PR #273, opened 2023-12-01
feat: Support duplicated exec generic params

jawoznia:
part of #263

### DIFF
--- a/sylvia-derive/src/message.rs
+++ b/sylvia-derive/src/message.rs
@@ -906,15 +906,6 @@ where
         &self.unused_generics
     }
 
-    pub fn as_where_clause(&'a self) -> Option<WhereClause> {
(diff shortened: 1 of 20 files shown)


sylvia-derive/src/message.rs
```diff
@@ -830,6 +830,13 @@ impl<'a> MsgVariant<'a> {
     }
 }
 
+// TODO: This could be made msg_type agnostic and stores map of msg_ty/variants.
```
hashedone, line 833: Nope. Remove it from here, and create an issue about that. Noone ever tracked TODOs in code comments.

hashedone (approved):
LGTM in general, I was surprised to see it as I thought we would first fix the general generic trait issues, but happy to accept.
One fix request - please get rid of a TODO comment, and make it into a GH issue.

• **The task**
Make sure that every entry above is copied out exactly as it stands.

• **Expected answer**
PR #273, opened 2023-12-01
feat: Support duplicated exec generic params

jawoznia:
part of #263

### DIFF
--- a/sylvia-derive/src/message.rs
+++ b/sylvia-derive/src/message.rs
@@ -906,15 +906,6 @@ where
         &self.unused_generics
     }
 
-    pub fn as_where_clause(&'a self) -> Option<WhereClause> {
(diff shortened: 1 of 20 files shown)


sylvia-derive/src/message.rs
```diff
@@ -830,6 +830,13 @@ impl<'a> MsgVariant<'a> {
     }
 }
 
+// TODO: This could be made msg_type agnostic and stores map of msg_ty/variants.
```
hashedone, line 833: Nope. Remove it from here, and create an issue about that. Noone ever tracked TODOs in code comments.

hashedone (approved):
LGTM in general, I was surprised to see it as I thought we would first fix the general generic trait issues, but happy to accept.
One fix request - please get rid of a TODO comment, and make it into a GH issue.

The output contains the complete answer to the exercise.